--- What the task requires ---
Some lines in the entries contain the word "private". Copy all of them.

--- Dataset entries ---
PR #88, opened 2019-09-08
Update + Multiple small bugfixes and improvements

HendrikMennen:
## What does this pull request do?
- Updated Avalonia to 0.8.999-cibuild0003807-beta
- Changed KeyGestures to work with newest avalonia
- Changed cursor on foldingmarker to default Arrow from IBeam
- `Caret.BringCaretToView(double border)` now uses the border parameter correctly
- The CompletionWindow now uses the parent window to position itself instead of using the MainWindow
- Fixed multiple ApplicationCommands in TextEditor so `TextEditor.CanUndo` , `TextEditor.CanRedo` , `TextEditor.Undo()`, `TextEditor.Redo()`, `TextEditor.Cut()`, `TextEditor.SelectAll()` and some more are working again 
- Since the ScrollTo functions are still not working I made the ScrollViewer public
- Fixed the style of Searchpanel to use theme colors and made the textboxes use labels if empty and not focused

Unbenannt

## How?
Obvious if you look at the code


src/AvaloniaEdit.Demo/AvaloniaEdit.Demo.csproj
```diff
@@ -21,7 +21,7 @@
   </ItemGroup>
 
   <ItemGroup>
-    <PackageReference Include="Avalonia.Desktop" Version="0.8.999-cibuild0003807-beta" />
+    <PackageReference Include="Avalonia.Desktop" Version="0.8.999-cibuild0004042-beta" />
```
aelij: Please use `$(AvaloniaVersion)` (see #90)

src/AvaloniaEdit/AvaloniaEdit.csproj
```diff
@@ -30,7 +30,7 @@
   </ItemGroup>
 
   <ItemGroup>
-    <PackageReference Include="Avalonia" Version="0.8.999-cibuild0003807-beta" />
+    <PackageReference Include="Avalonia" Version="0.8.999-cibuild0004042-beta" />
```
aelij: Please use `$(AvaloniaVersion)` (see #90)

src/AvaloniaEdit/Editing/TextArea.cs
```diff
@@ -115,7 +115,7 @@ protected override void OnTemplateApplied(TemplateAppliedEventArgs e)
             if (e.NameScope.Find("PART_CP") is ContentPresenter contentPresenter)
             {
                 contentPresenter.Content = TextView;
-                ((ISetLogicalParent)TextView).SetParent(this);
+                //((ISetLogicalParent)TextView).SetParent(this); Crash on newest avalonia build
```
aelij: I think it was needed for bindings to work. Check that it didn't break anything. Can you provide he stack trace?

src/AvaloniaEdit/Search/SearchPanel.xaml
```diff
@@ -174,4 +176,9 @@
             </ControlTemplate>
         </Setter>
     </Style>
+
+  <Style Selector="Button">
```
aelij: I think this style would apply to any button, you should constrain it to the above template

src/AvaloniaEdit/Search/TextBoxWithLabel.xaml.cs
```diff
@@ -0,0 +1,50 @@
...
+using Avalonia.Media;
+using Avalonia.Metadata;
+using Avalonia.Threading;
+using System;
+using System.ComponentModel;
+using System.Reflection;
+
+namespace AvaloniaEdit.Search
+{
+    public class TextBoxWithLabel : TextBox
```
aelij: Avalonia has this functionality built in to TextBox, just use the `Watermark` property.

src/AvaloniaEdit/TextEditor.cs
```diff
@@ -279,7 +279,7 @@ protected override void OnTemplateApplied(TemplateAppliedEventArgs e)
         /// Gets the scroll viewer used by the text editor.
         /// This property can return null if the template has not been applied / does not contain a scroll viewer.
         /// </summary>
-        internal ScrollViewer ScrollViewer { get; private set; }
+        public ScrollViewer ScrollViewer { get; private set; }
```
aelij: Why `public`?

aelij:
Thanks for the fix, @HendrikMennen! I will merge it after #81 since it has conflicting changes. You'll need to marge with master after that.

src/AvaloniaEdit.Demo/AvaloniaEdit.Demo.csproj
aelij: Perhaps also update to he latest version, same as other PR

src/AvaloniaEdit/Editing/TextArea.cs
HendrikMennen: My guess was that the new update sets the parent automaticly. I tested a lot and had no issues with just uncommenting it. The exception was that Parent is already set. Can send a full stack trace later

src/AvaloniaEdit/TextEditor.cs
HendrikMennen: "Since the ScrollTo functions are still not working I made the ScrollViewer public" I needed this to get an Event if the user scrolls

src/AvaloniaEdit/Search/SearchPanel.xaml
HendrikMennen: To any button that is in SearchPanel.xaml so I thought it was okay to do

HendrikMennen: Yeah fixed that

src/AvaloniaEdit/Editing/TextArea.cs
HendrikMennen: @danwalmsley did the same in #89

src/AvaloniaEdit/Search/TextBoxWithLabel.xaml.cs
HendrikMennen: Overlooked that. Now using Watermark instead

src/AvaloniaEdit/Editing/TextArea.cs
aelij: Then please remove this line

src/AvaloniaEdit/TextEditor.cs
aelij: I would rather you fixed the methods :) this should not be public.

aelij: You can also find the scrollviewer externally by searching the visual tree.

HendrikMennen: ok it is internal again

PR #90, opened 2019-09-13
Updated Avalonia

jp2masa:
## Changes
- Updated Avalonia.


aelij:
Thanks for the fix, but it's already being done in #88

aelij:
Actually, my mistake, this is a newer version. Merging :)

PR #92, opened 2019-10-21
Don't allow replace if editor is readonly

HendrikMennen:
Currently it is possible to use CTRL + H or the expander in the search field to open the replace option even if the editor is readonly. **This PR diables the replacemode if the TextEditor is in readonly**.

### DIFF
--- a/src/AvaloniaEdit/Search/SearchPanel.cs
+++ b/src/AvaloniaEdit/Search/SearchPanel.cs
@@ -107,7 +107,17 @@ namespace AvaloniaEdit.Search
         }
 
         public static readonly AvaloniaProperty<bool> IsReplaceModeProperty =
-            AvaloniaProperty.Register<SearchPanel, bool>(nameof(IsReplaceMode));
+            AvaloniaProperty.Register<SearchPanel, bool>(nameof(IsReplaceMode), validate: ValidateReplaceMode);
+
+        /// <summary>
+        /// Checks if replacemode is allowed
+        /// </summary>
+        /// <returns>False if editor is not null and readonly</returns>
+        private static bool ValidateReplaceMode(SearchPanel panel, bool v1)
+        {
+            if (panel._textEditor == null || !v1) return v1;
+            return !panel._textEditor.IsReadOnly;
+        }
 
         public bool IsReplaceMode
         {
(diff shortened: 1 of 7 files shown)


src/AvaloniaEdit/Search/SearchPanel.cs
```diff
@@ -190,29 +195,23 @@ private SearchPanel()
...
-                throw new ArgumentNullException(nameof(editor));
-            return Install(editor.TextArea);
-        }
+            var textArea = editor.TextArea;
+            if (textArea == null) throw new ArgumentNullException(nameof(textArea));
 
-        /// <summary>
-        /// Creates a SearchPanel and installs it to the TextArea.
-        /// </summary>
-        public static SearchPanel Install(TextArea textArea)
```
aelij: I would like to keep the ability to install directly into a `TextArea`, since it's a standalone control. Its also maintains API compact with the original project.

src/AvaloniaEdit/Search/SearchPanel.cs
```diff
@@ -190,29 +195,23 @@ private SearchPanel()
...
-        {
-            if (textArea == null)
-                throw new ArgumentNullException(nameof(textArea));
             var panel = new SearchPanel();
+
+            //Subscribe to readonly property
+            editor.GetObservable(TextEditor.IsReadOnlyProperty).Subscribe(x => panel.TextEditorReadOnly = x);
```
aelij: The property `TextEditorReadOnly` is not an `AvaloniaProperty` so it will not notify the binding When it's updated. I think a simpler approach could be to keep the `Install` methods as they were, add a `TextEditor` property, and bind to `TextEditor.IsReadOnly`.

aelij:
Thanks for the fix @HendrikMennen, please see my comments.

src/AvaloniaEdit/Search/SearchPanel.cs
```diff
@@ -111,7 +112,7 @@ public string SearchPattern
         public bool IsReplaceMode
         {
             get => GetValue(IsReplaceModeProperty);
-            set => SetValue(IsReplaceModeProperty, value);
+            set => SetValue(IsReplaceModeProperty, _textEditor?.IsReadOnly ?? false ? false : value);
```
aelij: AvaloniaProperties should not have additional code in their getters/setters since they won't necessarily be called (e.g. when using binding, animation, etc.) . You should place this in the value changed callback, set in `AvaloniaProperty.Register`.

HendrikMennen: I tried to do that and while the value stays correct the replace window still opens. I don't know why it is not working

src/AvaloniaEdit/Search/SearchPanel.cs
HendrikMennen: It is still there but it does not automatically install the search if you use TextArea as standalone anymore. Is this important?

--- Answer box ---
-        internal ScrollViewer ScrollViewer { get; private set; }
+        public ScrollViewer ScrollViewer { get; private set; }
+        private static bool ValidateReplaceMode(SearchPanel panel, bool v1)
@@ -190,29 +195,23 @@ private SearchPanel()
@@ -190,29 +195,23 @@ private SearchPanel()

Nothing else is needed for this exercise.